冯润来不及答话,一桶又一捅的井水落下,她拼命挣扎,不知从哪儿冒出来许多双胳膊按住她,不得动弹。她觉得自己就像误入水潭的白鸟被这谜一样的漩涡吃的干干净净。
不知淋了多少桶水,冯润已经筋疲力尽,任凭冷水一点点带走她所有的体温。冯润已经神志不清,不知是谁轻手轻脚地给她穿上了单衣,指尖划过她没有血色的肌肤,她情不自禁贪恋这份温度。整理好了衣服,她被抬上了绣床。
“润儿,你要忍耐……”
常氏的美艳绝伦的脸近在眼前。
冯润已经什么都看不清,天地一片白雪茫茫。天寒地冻中,她躺在床上,像是卧在寒冷的冰川之上,冻得连舌头都动不了,话也说不出。
她眼睁睁望着云翘陆陆续续搬走床上所有的衣被,只剩下身上一层单衣,像一层薄薄的茧。
月明星稀,更深露重,寺庙中的钟声再次响起,激起一片林中飞鸟。
常翩翩与谢斐然正在坐在一扇朱窗前,无所事事的闲敲棋子,窗外皓月无声,一群飞鸟扑扑簌簌路过二人的窗口。
常翩翩此时正抓耳挠腮地苦思冥想着截杀谢斐然的对策,谢斐然则春风满面,神态自若。由此看来,二人棋艺高下立分。
常翩翩十分讨厌这个谢斐然。下棋之初,他说自己棋艺奇烂无比,要她多指点指点,可是下起来才发现这个家伙居然跟她玩起了猫捉老鼠的游戏。每当谢斐然把她杀得丢兵弃甲之时,总故意犯些明眼人都能看出来的大错,好放她一马,让她尝尝甜头,重新再战,然后再把她杀的片甲不留,在最后命悬一线之际又手下留情。如此这般反反复复,二人不知下了多久,还是分不清胜负。

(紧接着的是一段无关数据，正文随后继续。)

PR #477, opened 2020-03-30
Demo expansion

### LINKED ISSUE #465: add C++ demo on using objective function hierarchy
We need a demo like the ones in `examples/src` that creates an objective function and compute its value and gradient.

Sadly, it's currently somewhat involved in STIR to create an objective function from C++. We could do it via a reconstruction parameter file, and then use `get_objective_function`.

Code to do all this is in https://github.com/UCL/STIR/blob/master/src/recon_test/test_PoissonLogLikelihoodWithLinearModelForMeanAndProjData.cxx

robbietuk:
This PR will provide some small modifications and an expansion to the current C++ STIR demos. Fixes #465 

demo4 - a demo to illistrate the objective function computation. [Complete]

demo5 - a demo to illistrate objective function gradient computation [In progress]

demo6 - ???

I thought these should all be added in a single PR.
N.B. We will need to squash merge this, I got confused with my git.


robbietuk:
@rijobro I have been working on this to get use to STIR C++.

examples/src/demo4.cxx
```diff
@@ -0,0 +1,128 @@
...
+
+  /////// load data from file
+  shared_ptr<DiscretisedDensity<3,float> > 
+    density_sptr(read_from_file<DiscretisedDensity<3,float> >(image_filename));
+
+  // Checks density_sptr is loaded correctly.
+  if (is_null_ptr(density_sptr))
+  {
+      error("density_sptr is null");
+  }
```
robbietuk: Is this required? Will the `if (is_null_ptr(density_sptr))  = False `

KrisThielemans: Do you mean "will `read_from_file` throw an exception or return a 0 pointer? I can't recall. Check the documentation... (or the code...), or just try!

if it is required, best to give a more informative message.

examples/src/demo4.cxx
```diff
@@ -0,0 +1,128 @@
...
+
+  /////// setup objective function object
+  objective_function_sptr->set_up(density_sptr);
+
+  /////// Compute objective function value
+  double my_val = objective_function_sptr->compute_objective_function(*density_sptr);
```
KrisThielemans:
```suggestion
  const double my_val = objective_function_sptr->compute_objective_function(*density_sptr);
```

examples/src/demo_obj_fun.par
```diff
@@ -0,0 +1,25 @@
...
+		    disable caching := 0
+		    store only basic bins in cache := 1
+		    restrict to cylindrical fov := 1
+		    number of rays in tangential direction to trace for each bin := 50
+		    use actual detector boundaries := 1
+		    do symmetry 90degrees min phi := 1
+		    do symmetry 180degrees min phi := 1
+		    do symmetry swap segment := 1
+			do symmetry swap s := 1
+	    	do symmetry shift z := 1
```
KrisThielemans: I'd cut all of this for this demo

examples/src/generate_image.par
```diff
@@ -1,14 +1,4 @@
...
-
-; optional: values: PET|nucmed *defaults to PET for backwards compatibility)
-imaging modality:=PET
-; optional patient position keywords (defaulting to "unknown")
-; orientation: allowed values: head_in|feet_in|other|unknown
-patient orientation := head_in
-; rotation: allowed values: prone|supine|other|unknown
-patient rotation :=  supine
-image duration (sec) := 1 ; defaults to -1 (i.e. unknown)
-
```
KrisThielemans: hmmm. you're removing it again?

examples/src/small.hs
```diff
@@ -1,14 +1,6 @@
...
 name of data file := small.s
-!imaging modality := PET
 originating system := RATPET
-; optional: values: PET|nucmed *defaults to PET for backwards compatibility)
-imaging modality:=PET
-; optional patient position keywords (defaulting to "unknown")
-; orientation: allowed values: head_in|feet_in|other|unknown
-patient orientation := head_in
-; rotation: allowed values: prone|supine|other|unknown
-patient rotation :=  supine
```
KrisThielemans: same here

KrisThielemans:
why not combine demo 4 and 5?  99% of the code will be the same

KrisThielemans:
Do you want to merge this on top of the release branch before merging to master? Might be easiest. Don't do the merges yet. first let me know.

KrisThielemans:
@robbietuk this seems ok to merge (to release_4), even without the additional demos. Possibly rename `demo4.cxx` to `demo4_objFun.cxx` first. Or we can postpone, as you prefer,

robbietuk:
Hmm, I dont think this is where we really want it, I think there is a lot more that should be incorporated like gradient computations and a basic gradient ascent (I had problems there due to lack of preconditioner/ normalisation).

KrisThielemans:
Sure. We could merge in pieces, but as you prefer. I'll postpone to 5.0 then

robbietuk:
Okay I accidenrtly force pushed after a rebase onto master... :S Can I reverse, shall I restart?

Regardless, this demo4_obj_fun does gradient ascent, which doesn't work if step size or number of iterations is much larger than the example as it is unconstrained and unpreconditioned). Is this okay? Should I just compute the gradient and save it? The optimisation doesnt really work. Perhaps it could work if a preconditioner (EM?) was incorporated, but I think it makes this demo very complicated and too simiular to OSMAPOSL.

robbietuk:
Im not sure how to make Codacy happy
`The class 'MyStuff' does not have a constructor although it has private member variables.`
Any suggestions would be nice.

examples/src/README.txt
```diff
@@ -36,6 +36,15 @@ demo3.cxx
 	Note that the same functionality could be provided without deriving
 	a new class from ParsingObject. One could have a KeyParser object
 	in main() and fill it in directly.
+
+demo4.cxx
```
KrisThielemans, line 40:
```suggestion
demo4_obj_fun.cxx
```

examples/src/README.txt
```diff
@@ -58,6 +67,11 @@ demoPM.par
 	backprojector that uses a projection matrix (using the ray tracing 
 	model)
 
+demo_obj_fun.par
+	An example parameter file for demo4.cxx, used to
```
KrisThielemans, line 71:
```suggestion
	An example parameter file for demo4_obj_fun.cxx, used to 
```

examples/src/README.txt
```diff
@@ -102,22 +116,27 @@ First you need to create some data.
...
+	# you can display the output using for instance
+	manip_image output.hv
       
-
+# demo2
 	$EXE_LOC/demo2
-# demo2 contains a call stir::display, so you'll see the display immediately
-( at least when on Unix)
-
+	# demo2 contains a call stir::display, so you'll see the display immediately ( at least when on Unix)
```
KrisThielemans, line 127:
```suggestion
	# demo2 contains a call to `stir::display`, so you'll see the display immediately ( at least when on Unix)
```

examples/src/demo4_obj_fun.cxx
```diff
@@ -0,0 +1,153 @@
...
+#include "stir/is_null_ptr.h"
+
+namespace stir {
+
+class MyStuff: public ParsingObject
+{
+public:
+  void set_defaults();
+  void initialise_keymap();
+  bool post_processing();
```
KrisThielemans, line 46: make all these private. Add a default constructor that calls `set_defaults()`

robbietuk: Doing the above, calling `set_defaults()` from constructor, when `set_defaults()` is private/protected wont work. It needs to be public.

robbietuk:
Either way have both pros and cons. I feel doing the gradient ascent is the best, it demonstrates how general iterative optimisation works and gives some basis to how methods like OSMAPOSL work.  It doesn't work if the parameters are too out of scope but it does work with the defaults (ish). It does improve the objective function value alot and results in an okay (ish) image. 
image


I vote to keep it how it is but am easily swayed if you feel it would be better to simply save the gradient image.

KrisThielemans:
fine for me to leave it as gradient ascent. Just write a comment then that this does not take positivity into account ("exercise for the reader")

robbietuk:
Remember this is linked to #465

KrisThielemans:
great. Can you add a line in `release_5.0.htm`? (as we're merging on `master`). Then I'll squash merge.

常翩翩好几次都想直接掀了棋盘,可是却害怕丢了面子,强忍住不发作。
“这个老奸巨猾的东西……”常翩翩暗暗骂道。
“砰砰砰……”
一阵急促的敲门声传来。
“姓谢的——快去开门。”常翩翩单手托腮,一手敲着棋子,瞥了对面的谢斐然一眼。
“喂,疯丫头,咱俩谁是客人谁是丫头啊,居然让爷去开门!”谢斐然愤愤不平的回答道,每日享受着不公正待遇也就算了,这丫头居然主仆不分,敢骑到他头上来了。
“现在皇上不在,老子就是这儿的主人!你一个白吃白喝的居然敢在这儿指挥,要不是皇上让我照顾你,我早就把你扫地出门了,居然还在这儿装大爷!”常翩翩立刻一个白眼砸回去。
“哎——”谢斐然只好站起身来,拂了拂衣袖,准备去开门,“真是秀才遇上兵,有理说不清啊!”
谢斐然推开门一看,门外那站着一位穿着红色斗篷的少女。
“道晖……”
那少女抬起头来,那明眸、俊鼻、红唇、雪肌在夜色中怦然浮现,就如谢斐然第一次遇见她那样。